Run3.mdp defines the 'production' MD run. You will see that, to keep the turn-around reasonable for this demonstration, these MD runs are shorter than they probably should be.

Now in the directory above, examine the resource configuration file - stampede.rcfg. You will see that the only change is to increase the size of the pilot job, to 128 cores.

Examine the workflow configuration file, gmxcoco.wcfg. As an exercise, we leave it to you to compare with the corresponding file from the Ala5 workflow and see the changes.

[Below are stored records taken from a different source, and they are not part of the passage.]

PR #433, opened 2022-03-19
Relax raising DelegateRequiredAnalyzer on non-value types.

### LINKED ISSUE #431: NUnit2044 false positive with `Has`
The following code works as intended, but is banned with NUnit2044.
``` C#
var list = new List<int>();
Task.Run(async () => {
    await Task.Delay(500);
    list.Add(0);
});
Assert.That(list, Has.Count.EqualTo(1).After(1000, 1));
```
Maybe there are other use cases where a delegate condition isn't necessary.

To stay with the analyzers, simply use
``` C#
Assert.That(() => list, Has.Count.EqualTo(1).After(1000, 1));
```
for now.

manfred-brands:
Fixes #431 

Added a test to not throw if the DelayedConstraint is on a class.

It will lessen the amount of issues raised to prevent many that do work without a delegate
With an added risk that it is not always raised when it was needed.

### DIFF
--- a/src/nunit.analyzers.tests/DelegateRequired/DelegateRequiredAnalyzerTests.cs
+++ b/src/nunit.analyzers.tests/DelegateRequired/DelegateRequiredAnalyzerTests.cs
@@ -131,5 +131,29 @@ namespace NUnit.Analyzers.Tests.DelegateRequired
 
             RoslynAssert.Diagnostics(analyzer, expectedDiagnostic, testCode);
         }
+
+        // https://github.com/nunit/nunit.analyzers/issues/431
+        [Test]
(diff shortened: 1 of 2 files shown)


chm-tm:
Thanks for your fast response.
This approach would perfectly guard all 100+ occurrences where we use `.After` in our code base.
But I suspect that there could be many occurrences with checks of the original expected value against `null` or a `string` which wouldn't longer be guarded.
Given that I've found just one single occurrence triggering the false positive, I prefer adding the `() =>` there and continue to have reference type values covered by `NUnit2044`.

manfred-brands:
Better more warnings than missing some.

PR #435, opened 2022-03-27
Chore/416 single version

manfred-brands:
Still in draft.
Code compiles, switching works between SDK 5 and 6.


manfred-brands:
Abandonded in favour of #609

PR #438, opened 2022-03-29
NullReferenceSuppressor: Keep looking outside Assert.Multiple

### LINKED ISSUE #436: Using Has.Count in `Assert.Multiple` re-raises nullable reference warning
I recently apply a quickfix to use `Has.Count.EqualTo(1)` instead of the classical `Count, Is.EqualTo(1)`.

What I noticed afterwards is that some (to me suspicious) CS8604 are raised for the collection variable that also has an explicit `It.Not.Null` check. It only happens if the `Has.Count` is used in an `Assert.Multiple` block.

I crafted an example where it failes and two examples which compile file without any warning.

```
[Test]
public void HasCount_CreatesSuspiciousNullRefWarning()
{
    List<int>? maybeNull = null;
    Assert.That(maybeNull, Is.Not.Null);
    Assert.Multiple(() =>
    {
        Assert.That(maybeNull, Has.Count.EqualTo(2));
        Assert.That(maybeNull.Select(s => s), Is.All.EqualTo(1)); // CS8604 here, but should not!
    });
}

[Test]
public void FineWithoutHasCount()
{
    List<int>? maybeNull = null;
    Assert.That(maybeNull, Is.Not.Null);
    Assert.Multiple(() =>
    {
        Assert.That(maybeNull.Select(s => s), Is.All.EqualTo(1)); // Ok
    });
}

[Test]
public void FineWithHasCountOutsideOfAssertMultiple()
{
    List<int>? maybeNull = null;
    Assert.That(maybeNull, Is.Not.Null);
    Assert.That(maybeNull, Has.Count.EqualTo(2));
    Assert.Multiple(() =>
    {
        Assert.That(maybeNull.Select(s => s), Is.All.EqualTo(1)); // Ok
    });
}
```

Building for net5 using .net6 sdk, TestSdk 17.1, NUnit 3.13.3 and Analyzers 3.3.0.

manfred-brands:
for other reason to suppress.

Fixes #436

The problem was not the Has.Count.
This was considered a suppressible line, but as it was inside the Assert.Multiple it was ignored.
It should have looked further to find the Is.Not.Null.

### DIFF
--- a/src/nunit.analyzers.tests/DiagnosticSuppressors/DereferencePossiblyNullReferenceSuppressorTests.cs
+++ b/src/nunit.analyzers.tests/DiagnosticSuppressors/DereferencePossiblyNullReferenceSuppressorTests.cs
@@ -616,5 +616,31 @@ namespace NUnit.Analyzers.Tests.DiagnosticSuppressors
             await DiagnosticsSuppressorAnalyzer.EnsureNotSuppressed(suppressor, testCode)
                                                .ConfigureAwait(false);
         }
+
+        [Test]
+        public async Task TestIssue436()
+        {
+            // Test is changed from actual issue by replacing the .Select with an [1].
+            // The original code would not give null reference issues on the .Select for the .NET Framework
+            // because System.Linq is not annotated and therefore the compiler doesn't know null is not allowed.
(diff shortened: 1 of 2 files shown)


mikkelbu (approved):
LGTM and I find the new code a bit easier to read than the original code, so great work @manfred-brands. I'll merge it now

PR #445, opened 2022-04-08
Do not generate 'Is.Empty' code fix for types that are not enumerable.

### LINKED ISSUE #444: Anaylzer conversion for class with Count property can be incorrect
Example code

```csharp
using NUnit.Framework;

namespace Tests
{
    internal sealed class UseHas
    {
        [Test]
        public void UseHasCount()
        {
            MyClass myClass = new();

            myClass.Count = 1;
            Assert.That(myClass.Count, Is.EqualTo(1));
            myClass.Count--;
            Assert.That(myClass.Count, Is.EqualTo(0));
        }

        private sealed class MyClass
        {
            public int Count { get; set; }
        }
    }
}
```
Gets converted to

```csharp
using NUnit.Framework;

namespace Tests
{
    internal sealed class UseHas
    {
        [Test]
        public void UseHasCount()
        {
            MyClass myClass = new();

            myClass.Count = 1;
            Assert.That(myClass, Has.Count.EqualTo(1));
            myClass.Count--;
            Assert.That(myClass, Is.Empty);
        }

        private sealed class MyClass
        {
            public int Count { get; set; }
        }
    }
}
```
Obviously the above then throws at run time, because 'MyClass' is not enumerable. Ideally the analyzer should not suggest changes where the type requires a specific implementation that it does not support.

manfred-brands:
Fixes #444

### DIFF
--- a/src/nunit.analyzers.tests/UseCollectionConstraint/UseCollectionConstraintCodeFixTests.cs
+++ b/src/nunit.analyzers.tests/UseCollectionConstraint/UseCollectionConstraintCodeFixTests.cs
@@ -112,5 +112,48 @@ namespace NUnit.Analyzers.Tests.UseCollectionConstraint
         }", "using System.Collections.Generic;");
             RoslynAssert.CodeFix(analyzer, fix, expectedDiagnostic, code, fixedCode);
         }
+
+        [Test]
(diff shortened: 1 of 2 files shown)


mikkelbu (approved):
LGTM. Thanks for the PR @manfred-brands

PR #449, opened 2022-04-12
NonNullableFieldOrPropertyIsUninitializedSuppressor:

### LINKED ISSUE #448: Analyzer doesn't detect non-nullable field set in overridden SetUp method
Historically some of our classes have virtual `SetUp` methods that are overridden in derived classes.
The derived class doesn't have the `SetUp` attribute, but the base class definition has.

The rule should look up the chain to see if the method that it overrides has the attribute.

```csharp
public abstract class BaseClass
{
    [SetUp]
    public virtual void Initialize()
    {
    }
}

[TestFixture]
public sealed class TestClass : BaseClass
{
    private const string Default = "Default";

    private string _field;

    public override void Initialize()
    {
        _field = Default;
    }

    [Test]
    public void Test()
    {
        Assert.That(_field, Is.EqualTo(Default));
    }
}
```

manfred-brands:
Look at base class method definition for the SetUp attribute

Fixes #448


mikkelbu (approved):

PR #52, opened 2015-11-01
Change all die to $this->Error

Jako:
If you inherit a new class from mPDF, all those error messages could be handled different by overriding just one method.


finwe:
Thanks, I recreated the PR on top of development branch (merge would be too complicated because of code style fixes)

Issue #36, opened 2015-06-15
Remove PHP4 style constructors


finwe:
This PR does most of the work https://github.com/mpdf/mpdf/pull/35

PR #54, opened 2015-11-03
introduce new constructor style for PHP7 support. Drop php4 support

TomK:
Rebased onto development as requested in #35.  Deprecates #35.


TomK:
Should have mentioned:   Closes #36

finwe:
I have just compiled PHP 4 and tried to run some examples, and I found out that there is a class constant used which causes parse error.

<code><b>Parse error</b>:  syntax error, unexpected ')', expecting '(' in <b>/home/finwe/www/_github/mpdf-mpdf/mpdf.php</b> on line <b>30496</b></code>

So I believe that it is safe to remove PHP4 constructors and "support" entirely. I'd then also vote to add public visibility to new __construct methods.

Could you please edit the PR accordingly?

TomK:
@finwe I have pushed this for mpdf classes now.  I have omitted the fpdi classes as they are covered by @JanSlabon #47.

finwe:
Awesome. I have a few other minor suggestions: could you please:
- remove `&` reference operators from constructor parameters,
- add `mPDF` type hints to `$mpdf` parameters,
- and remove those ugly // CONSTRUCTOR comments?

Then just push the new commits, PR should then reflect them.

TomK:
done, only tests that fail in php7 are related to fpdi classes now.  tests pass in php54 and php56.

finwe:
Merged, thanks!

PR #67, opened 2015-11-19
Development add shrink

fglueck:
<table shrink="1.5"....
shrink the table like autosize but forced


fglueck:
please drop this pull request, the gitclient made some garbage

PR #74, opened 2015-12-07
PHP7: fix SVG handling Fatal error: 'break' not in the 'loop' or 'switch' context

danielhjames:
This small deletion fixes an error seen when rendering SVG as part of a PDF when using PHP 7.1.0-dev (cli) (built: Dec  7 2015 12:44:25)

### DIFF
--- a/classes/svg.php
+++ b/classes/svg.php
@@ -2997,7 +2997,6 @@ class SVG
 				}
 				else if (strtolower($name) == 'stop') {
 					if (!$last_gradid)
-						break;
 					$color = '#000000';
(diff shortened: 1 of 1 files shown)


TomK:
since `$last_gradid` is used elsewhere in that `if` block, it might be better to change it to `if ($last_gradid)` and wrap the whole following code block (lines 3000 to 3038), rather than just setting `$color`.

danielhjames:
Hi @TomK that may well be a better solution, but for now, dropping the break enables mPDF to render this particular document.

PR #77, opened 2015-12-11
Allow integer, float, boolean and certain classes to be passed to WriteHTML()

blueliquiddesigns:
Before this change the PDF wouldn't output anything if a 0 was passed to it.  This issue was prevalent when using the WriteFixedPosHTML() function.

Also allow any numeric value to be passed directly. It will be automatically converted to a string.


finwe:
Cool, I'm OK with this. I've merged this into development with minor stylistic changes.

blueliquiddesigns:
Sweet.

PR #79, opened 2015-12-12
Begin fleshing out the $mpdf->WriteHTML() method 

jakejackson1:
@finwe and others have been doing a great job taking the baby steps needed to modernise this project – from code formatting, to TravisCI integration and better exception handling. Continuing with that trend, this PR is a glimpse at the 'beginning to run (and falling over)' faze of modernising the project.

The idea / goal here is to work through the current mPDF class and refractor it down into simple, easy to follow, unit testable classes and methods. Because of the size and complexity of the current mPDF class this really needs to be done piece by piece.

What you see here is a very early start at optimising and testing the $mpdf->WriteHTML() method. I've purposefully moved the code into its own class so it's easier to build out and manage, but it can just as easily be migrated back into the current mPDF class (or elsewhere) when it's finally completed. 

This PR has only semi-optimised about 1/5 of the WriteHTML() method and it's already taken half a day! It's clear that refractoring the entire class will need to be a team effort. I welcome anyone else to assist with this patch as I won't get to spend much time on it over the holiday period. I've gone through and made comments about bits of code I'm unsure about / could be further optimised. If you have time it would be great to have others review it.


TomK:
Good work!  I wonder if this might be a good way to introduce namespacing and PSR-4 by simply refactoring this class into `\Mpdf\Mpdf`. 
Even better, splitting this into something like `\Mpdf\DocumentWriters\HtmlWriter`. We could have a `WriterInterface` which this and other writers (cell, text, barcode) could all implement. Which means people could easily write extensions.

Splitting the monolithic Mpdf class into manageable namespaced subclasses would make maintenance immeasurably easier.

blueliquiddesigns:
Thanks. 

I like the idea of a writer namespace. I was thinking about an interface but haven't explored the other writing methods in enough detail to determine what should be included. 

We should also consider a more managable file structure as well.

finwe:
I'm closing this as it is outdated. Feel free to propose another PR with up-to-date code.

PR #86, opened 2016-01-06
Php7 support.

ROMOPAT:
Test: https://3v4l.org/KSYtH


finwe:
Merged with slightly more verbose commit message, thanks!

PR #100, opened 2016-03-10
Throw the proper exception error when using FPDI

blueliquiddesigns:
During testing I noticed that `$this->parsers[$fn]->errormsg` always returned blank. This change ensures the current exception message gets returned instead.


finwe:
Does FPDI throw the \Exception class directly, or some child exception class? If the latter, maybe it would be cleaner to catch it specifically...?

blueliquiddesigns:
That particular class looks to throw:

* a normal "Exception"
* a "InvalidArgumentException" exception

finwe:
Merged, thanks!

Issue #32, opened 2015-06-15
Remove all side effects from mpdf.php


finwe:
Separate all direct output from main mpdf class to conform with [PSR-1](https://github.com/php-fig/fig-standards/blob/master/accepted/PSR-1-basic-coding-standard.md).

* Separate debug/stats ouptut to its own class (with injectable writer class)
* Separate progressbar to its own class
* Separate warnings (PDFA etc) or just throw an exception with link to error description online

finwe:
See also https://github.com/mpdf/mpdf/issues/27

PR #113, opened 2016-04-06
PSR Logger

bunya:
Hello all!
I want to offer PSR3 logger instead of $debug property. (#32) With injectable writers and filters
Unfortunly logger calls placed in some places only. But I hope it might be make on next step


finwe:
This is nice and will be done eventually, in the 7.x branch after 6.1 release. 

I however have a few problems with this implementation, after only a quick review:

* Custom `Mpdf\Logger` classes are completely unnecessary (Are they just a copy&paste of an existing Psr\Log implementation?) - we can use a dead simple own implementation and let users use eg Monolog for more fine-grained logging.
* in StartProgressBarOutput you introduce a BC break of not throwing an exception and just failing silently when using default NullLogger. This method will be removed in 7.x, so that is not really a serious issue.
* I don't really understand by what key have you added logging calls, they seem a bit random, definitely not covering all cases. Furthermore, I believe we could use two distinct loggers - development logger for development and "user" logger for basic user logging.

I am keeping this open, but the implementation will need to be changed.

bunya:
Good day. Thanks for answer
Well

> Custom Mpdf\Logger classes are completely unnecessary (Are they just a copy&paste of an existing Psr\Log implementation?) - we can use a dead simple own implementation and let users use eg Monolog for more fine-grained logging.

You are right. Many modern projects use internal framework logger or any logger module. If project logger implements PSR3 interface, it may be used in mpdf. But if don't, it may be used `Mpdf\Logger` instead of `print_r` or `var_dump`. Of course, current logger implementation must be extended, but would like to know what kind of writers and filers must be added.

> in StartProgressBarOutput you introduce a BC break of not throwing an exception and just failing silently when using default NullLogger. This method will be removed in 7.x, so that is not really a serious issue.

IMHO logging and exception throwing is parallel things. User may use "silent" catching and write to log or off log (using  NullLogger) and output errors in catch block. But it's really my fail here: logger must call before exception throwing

> I don't really understand by what key have you added logging calls, they seem a bit random, definitely not covering all cases. Furthermore, I believe we could use two distinct loggers - development logger for development and "user" logger for basic user logging.

Sorry. Unfortunly, I rework not all of MPDF code (it's some difficult for understanding for me), but I hope it could reworking step by step. IMHO better make it during separating code into single responsible classes
It's not nesseary to use more then one logger. Separating by log level would better. And user can collect some log level messages only, if would use log filters. For example
* **info** level is for watching document creating stages
* **debug** level is for deep debuging
* **warning** and **error** levels is for watching generating errors in production server

> I am keeping this open, but the implementation will need to be changed.

If I get you rightm I must continue to set logger calls in all of MPDF code. But I hope for your help in it.

And some question. I have a few ideas about MPDF code reworking. If you not opposite to continue collaboration I migth make a few issues and example pull requests

blueliquiddesigns:
> And some question. I have a few ideas about MPDF code reworking. If you not opposite to continue collaboration I migth make a few issues and example pull requests

[This PR](https://github.com/mpdf/mpdf/pull/79) touches on rewriting one of the core mPDF methods. It might not be a bad idea to continue the process and write to include proper logging ect.

finwe:
I don't believe that blind adding of logging calls throughout the mPDF codebase is a good idea.

Let us prepare some kind of RFC for logging in 7.x branch and let the authors of individual changes make their own logging calls when they are needed.

bunya:
@finwe 
Well, it was my first idea. At first add `LoggerInterface` and its simple implementation. After that set logger calls in new code blocks during rewriting (or refactoring)

Now situation
* **info** logger calls in `Mpdf` class is normal. Its tell about generation process
* single **warning** call in `StartProgressBarOutput `. OK, it's not needed, because it's in deprecated block. Must be deleted
* **info** logger calls in `Tag` class is bad idea. IMHO it's **debug** level. Probably to delete or to change.

Generally idea for log levels:
* **emergency** not used
* **alert** not used
* **critical** used if unavailable some module, package etc. May be - in case of PHP system error
* **error** - MPDF error. Used together with throwing `MpdfException`
* **warning** used if minor error without code execution breaking. Used instead of throwing `MpdfException`
* **info** so as now. Information about generation process
* **debug** - debug info: parsing stages result, every element creating (I hope that dividing class `Tag` into separate 'elements' classes is good idea) and etc

And so question: am I continue to set of logger call or clean code and get another task?

bunya:
Ok. Done.
Warning and error calls set, info calls kept stay. Debug calls, IMHO, should set during code refactoring.
Is Unit tests need now or it may be later?

finwe:
Hi, @bunya, thanks for the work you've done on this - I have inspired myself with your PR and incorporated Psr\LoggerInterface into major namespaces rewrite in `namespaces` branch - namely in commits c022384838e7c31076cb147b61fa3a06618e7c27, 4785d5de822d09fd7a9c6b60e5754e8848e7dbb6 and 422622a5e9719b4602be2495dffc56df6e1bf820. 

The implementation is much lighter - as I have noted, there is no need for logging with Exceptions (the end-user himself/herself should do the logging on `catch`) and there is no need to write custom logging for the repository as end-user can choose from wide variety of implementations, namely Monolog with its many adapters.

I am therefore closing this PR withot merging, anyway, thanks for the idea and research.

PR #124, opened 2016-04-28
Remove unused array_insert()

scottconnerly:
Removing array_insert(), as it is unused in this library. Additionally, it is not name spaced and is not prefixed (and is therefore causing conflicts with another package).


finwe:
Merged, thanks!

PR #133, opened 2016-05-17
Fix undefined offset notice and ignore iconv(): Wrong charset.

rayannrag:


finwe:
Can you please provide a code snippet with which those errors show?

rayannrag:
For me, to fix these notices was important because my function returns a json to a jquery ajax. 

screen shot 2016-05-18 at 8 35 21 am
screen shot 2016-05-18 at 8 36 10 am

finwe:
I meant a HTML snippet.

rayannrag:
How I could Do it? My code is in a cakePHP framework.

finwe:
Save contents of `$html` variable to file with file_put_contents and attach that file.

What is your mPDF version?

By the way, are you defining `$this->charset_in` somewhere in config.php? You are most likely setting it to `'ISO-8859-1>'` with the extra closing bracket, which causes the error.

rayannrag:
I am using v6.1.0
The charset is defined in the html, with your tip I fixed the charset error.
This html code comes from [here](https://github.com/CobreGratis/boletophp/blob/master/include/layout_itau.php).
The undefined offset notice still remains.
Thanks.
[html.txt](https://github.com/mpdf/mpdf/files/270522/html.txt)

finwe:
The errors are caused by missing <ul>/<ol> around <li> tags in your HTML. 

Anyway, this PR looks way more as a hack than a solution, so I will not incorporate it in the codebase. More meaningful error messages with invalid HTML are a potential enhancement for the future, when the codebase is cleaned up.

PR #1297, opened 2020-10-09
Fixes bug on $str if provided key value is string and not int

alexmigf:


finwe:
Thanks for the PR. Please add a test case with code sample reproducing this fix (see `tests/Issues` for reference). Also, please use type casting `(int)` insteadof `intval` function. Then add a changelog entry.

finwe:

PR #1334, opened 2020-12-07
Validate UPCA barcode length

finwe:


arcanisgk:
Validate barcode length only will work with UPCA what happend with other standars??

finwe:
I don't understand your question.

arcanisgk:
you have add "Validate UPCA barcode length" I imagine this is an improvement for the UPC barcodes; what about other barcode standards like EAN etc ... will you add any Validation???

Refining the BPTI workflow

Feel free to tinker with the configuration and input files. You might feel that the .mdp files could be improved. You might want to think about how many cores you would want to run each simulation job on, and therefore adjust the size of the pilot job and other parameters defined in the configuration files.

Running the BPTI workflow

The workflow is run just by executing the file runme.sh. Depending on the system load, and changes you might have made to simulation parameters, the job might take a fair time to complete -`if it seems very slow perhaps you would be better off cancelling it, and making some of the MD simulation steps shorter before trying again.

Extension work

Easy: Adapt the workflow to run on ARCHER rather than Stampede.
Harder: Adapt the workflow so that the CoCo analysis is based just on BPTI C-alpha atoms. Be aware you will need to adapt the restrained MD steps too for this...